Ларк дрожащей рукой коснулась колена Оливера.
–Мне следовало захватить иголку с ниткой, – сказала она, глядя на дырки в его одежде.
– Любимая. – Он тронул пальцами ее подбородок. – В этом нет необходимости. – Он почувствовал, что самообладание покидает Ларк, и сжал ее в объятиях. – Знаешь, чего я хочу?
– Чего?
– Я хочу потанцевать со своей женой.
У нее перехватило дыхание. Она поднялась и помогла встать ему.
–Мне следовало потанцевать с тобой в день свадьбы, – прошептала она.
–Ничего, потанцуем сейчас, – сказал Оливер, обнимая одной рукой за талию, а второй нежно сжимая пальцы. Осипшим голосом он принялся напевать песню о любви. Как по волшебству, сырые, покрытые плесенью стены исчезли. Оливер больше не чувствовал боли, а только огромную, безмерную любовь, которая наполняла его грудь и согревала кровь. Его голос дрогнул. Оливер замолчал. Они остановились, глядя друг другу в глаза.
Дрожащими пальцами он сжал ее лицо и попытался навечно запечатлеть в памяти нежность ее кожи, форму рта, носа, губ. Цвет ее глаз, который почему-то всегда напоминал ему о дожде.
– Оливер, я никогда, никогда в жизни не забуду тебя.
За дверью раздался шорох, и Оливер провел рукой по шелковистым волосам Ларк.
–Скоро тебя уведут. У меня такое чувство, словно я должен сказать тебе что-то очень важное. Но я сейчас не могу собраться с мыслями.
Дверь открылась, но они не обернулись. Молчание между ними было красноречивее любых слов.
Когда стражники повели Ларк к двери, страшный крик вырвался из груди Оливера.
– Ларк!
Оттолкнув стражников, она бросилась в объятия Оливеру. Сейчас он был готов умолять, каяться... Но, взглянув в глаза Ларк, только крепко поцеловал ее.
– Я знаю, что чувствует человек на небесах, любовь моя.
– Знаешь? – испуганно спросила Ларк.
– Я из тех редких счастливчиков, которые испытали это на земле, в твоих объятиях.
Не отрываясь друг от друга, они медленно пошли к дверям. Он крепко, до боли, сжал ей руку и прикрыл глаза. Наконец их пальцы разомкнулись. Стражники вывели Ларк из камеры.
Оливер остался один.
Ларк услышала шаги у дверей и, отпрянув от письменного стола, обернулась.
В комнату с кошачьей грацией вошел Винтер.
– Ты должен был предупредить о своем визите, – холодно сказала Ларк.
Странно, что она еще могла говорить.

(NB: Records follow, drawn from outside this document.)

PR #1662, opened 2024-03-29
Make Highlighter views lazy

juanedi:
## Context

Makes `Highlighter.V5` use `Html.Styled.lazy` by default for all its views.

This is motivated by performance issues on the Guided Drafts inline comments highlighter.

Among other things, we noticed we were rendering the highlighter unnecessarily a lot. Making the page generally sluggish even on interactions that didn't touch the highlighter at all. In that page the gain also happens to make the highlighter itself way faster, because we have multiple highlighters in the page (so operating a highlighter now updates just the one you need, not all of them).

We first thought about adding `lazy` just to that use case, but figured there might be value in applying it generally. 

**_Why we would want to make this the default:_**
  - Highlighter views are pretty heavy
  - It's hard to note when things start getting slow, and then dedicate time to changing it
    - For example: the GD highlighter has been super slow for years and we just managed to focus our efforts on making it better now!
  - In practice, there shouldn't be any downsides in doing this (see note below)

**_Why we would NOT want to make this the default:_**
  - The only potential downside we (well, Micah!) could think of is that `lazy` forces elm-css to build its stylesheets and add a `<style>` tag next to the lazy node. This means that if you have N lazy highlighters you will end up with N `<style>` tags, probably with lots of duplicated classes. This is known to be slow in Chrome for large Ns (>100s), but I think it's very unlikely that we'll use the highlighter this way. If we ever do, we can always change the API to allow disabling the default lazy behavior.

**Results**

This change made the GD highlighter WAAAAY more responsive, as you can see in the videos below.

Here are profiler results for hovering out of a word, for example. Note how we went from 82ms to 5ms to render the new state:
Screenshot 2024-03-29 at 08 44 03
Screenshot 2024-03-29 at 08 44 33

These videos were taken on my fast dev laptop with 4x CPU throttling, compiling elm without `--debug`.

### Before `lazy`

https://github.com/NoRedInk/noredink-ui/assets/753421/6440413d-495c-48e8-9c18-f4406ba65275

### After `lazy`

https://github.com/NoRedInk/noredink-ui/assets/753421/f71d1037-0c3a-4eeb-bd91-5fac75c43209

    - an accurate preview
    - valid sample code
    - correct keyboard behavior

### DIFF
--- a/src/Nri/Ui/Highlighter/V5.elm
+++ b/src/Nri/Ui/Highlighter/V5.elm
@@ -859,19 +859,22 @@ highlightLengths model =
 
 {-| -}
 view : Model marker -> Html (Msg marker)
-view model =
-    view_
-        { showTagsInline = False
-        , maybeTool = Just model.marker
-        , mouseOverIndex = model.mouseOverIndex
-        , mouseDownIndex = model.mouseDownIndex
-        , hintingIndices = model.hintingIndices
-        , overlaps = False
-        , viewSegment = viewHighlightable { renderMarkdown = False, overlaps = False } model
-        , id = model.id
-        , highlightables = model.highlightables
-        , sorter = Just model.sorter
-        }
+view =
+    lazy
+        (\model ->
+            view_
+                { showTagsInline = False
+                , maybeTool = Just model.marker
+                , mouseOverIndex = model.mouseOverIndex
+                , mouseDownIndex = model.mouseDownIndex
+                , hintingIndices = model.hintingIndices
+                , overlaps = False
+                , viewSegment = viewHighlightable { renderMarkdown = False, overlaps = False } model
+                , id = model.id
+                , highlightables = model.highlightables
+                , sorter = Just model.sorter
+                }
+        )
 
 
 {-| -}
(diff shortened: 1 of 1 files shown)


bcardiff (approved):

erik-nri (approved):

omnibs (changes requested):
Can we hold off merging? im not seeing the perf gains here

omnibs:
I'll dig into it for a bit with Juan in a few to try to figure out what up

caseyWebb:
> The only potential downside we (well, Micah!) could think of is that lazy forces elm-css to build its stylesheets and add a <style> tag next to the lazy node. This means that if you have N lazy highlighters you will end up with N <style> tags, probably with lots of duplicated classes. This is known to be slow in Chrome for large Ns (>100s), but I think it's very unlikely that we'll use the highlighter this way. If we ever do, we can always change the API to allow disabling the default lazy behavior.

Just throwing out there that `Css.Global` is another option, albeit a more significant departure from existing practices.

juanedi:
> > The only potential downside we (well, Micah!) could think of is that lazy forces elm-css to build its stylesheets and add a <style> tag next to the lazy node. This means that if you have N lazy highlighters you will end up with N <style> tags, probably with lots of duplicated classes. This is known to be slow in Chrome for large Ns (>100s), but I think it's very unlikely that we'll use the highlighter this way. If we ever do, we can always change the API to allow disabling the default lazy behavior.
> 
> Just throwing out there that `Css.Global` is another option, albeit a more significant departure from existing practices.

Thanks! Yeah, we've been experimenting with that too :-)

Even leaving out the effect of `lazy`, we want to see how much time we save by moving some/most/all of the styling to `Css.Global` assuming there's potential gains from:
  - simplifying vdom diffing (changing class name attributes rather than css code in `<style>` nodes)
  - avoiding the hashing for automatic class name generation based on styles

We'll report on results, but it looks like it's kind of a big change so there's a chance we'll drop it if we find that things are already fast enough.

Вернувшись домой, она, задыхаясь от рыданий, проплакала несколько часов, пока не охрипла. Потом они с Белиндой всю ночь пытались найти способ спасти Оливера. Их план был безумен и зависел от точного совпадения множества событий. Появление Винтера не входило в их число.
– Я просил доложить о себе, – произнес Винтер с очаровательной и лживой улыбкой, – но мне сказали, что ты не примешь меня.
– Тебе сказали совершенно правильно. Тыубил дворецкого или только стукнул его до потери сознания?
Винтер рассмеялся.
– Ты отлично знаешь мои привычки.
Да, она знала. Было время, когда он управлял ею, заставлял чувствовать себя слабой и беспомощной.
С тех пор как она узнала Оливера, все переменилось. Ларк повернулась, стараясь широкими юбками заслонить лежащее на столе письмо. Сегодня Оливера везут в Смитфилд на казнь.
– Ты устроил нашу вчерашнюю встречу с Оливером в надежде сломить его волю! – с ненавистью в голосе сказала Ларк. – Смею заверить – ты просчитался!